Saying "global warming" also does nothing to communicate things like change in
precipitation patterns.

Using the phrase "climate change" does a much better job of encompassing these
phenomenon.

------
frosted-flakes
There's definitely truth to the point that consumers might suspect poorer
quality when eco-friendly labels are present.

When it comes to food, if I see two products on the shelf that are identical
except that one is labelled "50% less salt" or "lite", I immediately come to
the inclusion that the "healthier" one compromises taste for healthiness,
leading me to select the "regular" product. Because why have two separate
products otherwise?

Experience has definitely confirmed this for me. "Lite" pancake syrup (not
maple) tastes noticeably worse than the regular stuff, and anything gluten-
free that normally contains gluten, like bread, is typically disgusting in
comparison to the normal product. (On the other hand, Cheerios cereal became
gluten-free simply by changing the manufacturing or growing process to avoid
cross-contamination, and that didn't bother me.)

------
rocqua
Being green used to be purely virtue signaling. The idea 'be the change you
want to see' combined with (a few years ago) the higher costs of green
products have lead to 'look what I am willing to sacrifice for the
environment'. Once going green is no longer a sacrifice, it loses its value as
virtue signaling. Moreover, as it used to be the case that green was more
expensive, much of the marketing really focused on this virtue signaling.
Because being green needed to be a unique selling point to make it worth it.

It seems like this perception of green hasn't caught up with reality yet.

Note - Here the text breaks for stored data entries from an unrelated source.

PR #65, opened 2020-10-14
feat: DER-encode public keys

ericswanson-dfinity:
Wrap Ed25519 keys in DER encoding.  Calculate principals based on the DER-encoding (note that this changes principal ids).

Implements https://github.com/dfinity/sdk/issues/1126

Prerequisites:
- [ic-ref #200](https://github.com/dfinity-lab/ic-ref/pull/200) to be merged.
- sdk updated to at least replica https://github.com/dfinity-lab/dfinity/commit/0e1f85863cf54ab2d501ef1c3e276dd26265aef9

See [sdk #1127](https://github.com/dfinity/sdk/pull/1127) for proof of e2e tests passing

This is marked blocked because we have decided not to merge it until shortly before the Mercury release.  This way we do not have to handle both raw Ed25519 keys and DER-wrapped keys (which will have a different principal).


ericswanson-dfinity:
See also https://github.com/dfinity/sdk/pull/1127

nomeata:
The fix would work (see #66), but it will not be picked up by `pull_request_target`, i.e. only when it reached `next`. This probably needs repo admin intervention.

ic-agent/src/identity/mod.rs
```diff
@@ -7,6 +7,7 @@ pub use basic::{BasicIdentity, PemError};
 
 #[derive(Clone, Debug)]
 pub struct Signature {
+    pub der_encoded_public_key: Vec<u8>,
```
hansl, line 10: This would have to be added to all identity signers. Is this required from the spec now?

ericswanson-dfinity: We could leave the field `public_key`, but it would have to be understood that they are DER-encoded.

ericswanson-dfinity: Removed this field, and noted that `public_key` must be DER-encoded.

hansl:
The error from ic-ref is `public key has wrong length 44, expected 32`. Is DER accepted as spec 0.11?

ericswanson-dfinity:
@hansl this PR will need https://github.com/dfinity-lab/ic-ref/pull/200 in order to work

nomeata:
You should be able to run the `ic-ref` CI against a branch, right?

ericswanson-dfinity:
@nomeata Sure, I'll try replacing this with a SHA from the branch
```
          ref: ${{ matrix.spec }}
```

hansl (approved):

PR #64, opened 2020-10-13
chore: ic-ref CI: Use ghc-8.8.4

nomeata:
to match what’s in nixpkgs-20.09

PR #66, opened 2020-10-16
chore: ic-ref CI: Use ghc-8.8.4

nomeata:
to match what’s in nixpkgs-20.09

(This is https://github.com/dfinity/agent-rs/pull/64 again, this time from within the repo, to test the workflow changes.)

### DIFF
--- a/.github/workflows/ic-ref.yml
+++ b/.github/workflows/ic-ref.yml
@@ -5,6 +5,7 @@ on:
     branches:
       - next
   pull_request_target:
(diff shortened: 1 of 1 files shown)


nomeata:
Ok, `pull_request` passes now.  Still unsure how to merge this: The `pull_request_target` fails (and will continue to fail). And not sure if you actually want the `pull_request` trigger in `next`?

This might need an admin push to `next` or something. Will leave to @hansl .

PR #67, opened 2020-10-22
feat: use ic-ref master for response authentication support

ericswanson-dfinity:


p-shahi (approved):

p-shahi:
Looks like ic-ref expects the spec version to be `∞`

nomeata:
> Looks like ic-ref expects the spec version to be ∞

I’d say `ic-ref` “reports”, not “expects” the version.  But the `master` branch of the `ic-ref` repo is probably unsuited, as it contains an undefined state of the implementation (the `master` branch is where we collect finished _designs_ in the spec document).

The implementation there is currently identical to the one on `release-0.12`, and you _probably_ want to use either that, or maybe one of the feature branches (e.g. `joachm/impl-webauthn`, sorry for the typo).

PR #71, opened 2020-10-30
feat: Hash tree, for certificates within response auth.

matthewhammer:
Spec: https://hydra.dfinity.systems/latest/dfinity-ci-build/ic-ref.pr-218/public-spec/1/index.html#_encoding_of_certificates

### DIFF
--- a/ic-agent/src/hash_tree.rs
+++ b/ic-agent/src/hash_tree.rs
@@ -7,19 +7,19 @@
 - [Reference implementation in the replica](https://github.com/dfinity-lab/dfinity/tree/master/rs/crypto/tree_hash)
 
 */
-use serde::{export::Formatter, ser::SerializeSeq, Deserialize, Serialize, Serializer};
-use serde_bytes::Bytes;
+use serde::{export::Formatter, Deserialize, Serialize};
+
+use openssl::sha::Sha256;
 
 use std::convert::TryFrom;
 use std::fmt;
 use std::fmt::Debug;
+use std::convert::TryInto;
 
 const DOMAIN_HASHTREE_LEAF: &str = "ic-hashtree-leaf";
 const DOMAIN_HASHTREE_EMPTY_SUBTREE: &str = "ic-hashtree-empty";
 const DOMAIN_HASHTREE_NODE: &str = "ic-hashtree-labeled";
 const DOMAIN_HASHTREE_FORK: &str = "ic-hashtree-fork";
-
-use openssl::sha::Sha256;
 
 /// Type alias for a sha256 result (ie. a u256).
 type Sha256Hash = [u8; 32];
@@ -184,35 +184,36 @@ impl AsRef<[u8]> for Digest {
     }
 }
 
-pub struct Hasher(Sha256Hash);
+pub struct Hasher(Sha256);
 
 impl Hasher {
     pub fn for_domain(domain: &str) -> Self {
         assert!(domain.len() < 256);
-        let mut hasher = Self(Sha256g::new());
+        let mut hasher = Self(Sha256::new());
         hasher.update(&[domain.len() as u8][..]);
         hasher.update(domain.as_bytes());
         hasher
     }
     pub fn update(&mut self, bytes: &[u8]) {
-        self.0.write(bytes);
+        self.0.update(bytes);
     }
     pub fn finalize(self) -> Digest {
         Digest(self.0.finish())
     }
 }
 
+/// Public spec [hash-tree](https://hydra.dfinity.systems/latest/dfinity-ci-build/ic-ref.pr-218/public-spec/1/index.html#_encoding_of_certificates)
 #[derive(Clone, PartialEq, Eq, Debug)]
-pub enum MixedHashTree {
+pub enum HashTree {
     Empty,
-    Fork(Box<(MixedHashTree, MixedHashTree)>),
-    Labeled(Label, Box<MixedHashTree>),
+    Fork(Box<(HashTree, HashTree)>),
+    Labeled(Label, Box<HashTree>),
     Leaf(Vec<u8>),
     Pruned(Digest),
 }
 
-impl MixedHashTree {
-    /// Recomputes root hash of the full tree that this mixed tree was
+impl HashTree {
+    /// Recomputes root hash of the full tree that this hash tree was
     /// constructed from.
     pub fn digest(&self) -> Digest {
         match self {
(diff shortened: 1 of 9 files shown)


matthewhammer:
I will resume this PR starting tomorrow.  (cc @ericswanson-dfinity)

matthewhammer:
Question for anyone:

How do I get the best equivalent of this crate dependency here? `ic_crypto_sha256`

I'll check what the rest of the agent uses, if anything. cc @ericswanson-dfinity @chenyan-dfinity

chenyan-dfinity:
I believe it's used in requestId, so here: https://github.com/dfinity/agent-rs/blob/next/ic-agent/src/request_id/mod.rs#L130

matthewhammer:
I see, that crate (`ic-agent`) uses `openssl = "0.10.24"`

But so far, `ic-types` does not.  I could use it too, or use what's there already (for some other reason, presumably): `sha2 = "0.9.1"`

Perhaps it doesn't matter, but I'm also wondering about best practices around dependencies.  If this can be a teachable moment for me, that's great. : )

I will use the one that's there, since it's one fewer changes to the `Cargo.toml`

ericswanson-dfinity:
agent-rs already has a dependency that provides `Sha256`.  Can we use that?

chenyan-dfinity:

This
also explains the (worry about) accusations of green-washing. If a company
announces some green improvement in their products, people read that as virtue
signaling. Then, when it comes out the company has not made green sacrifices
elsewhere, that is seen as not virtuous. Problem is, their announcement was
not 'we are making sacrifices to be green' but 'we made improvements that are
green'. But that is not how people read such announcements.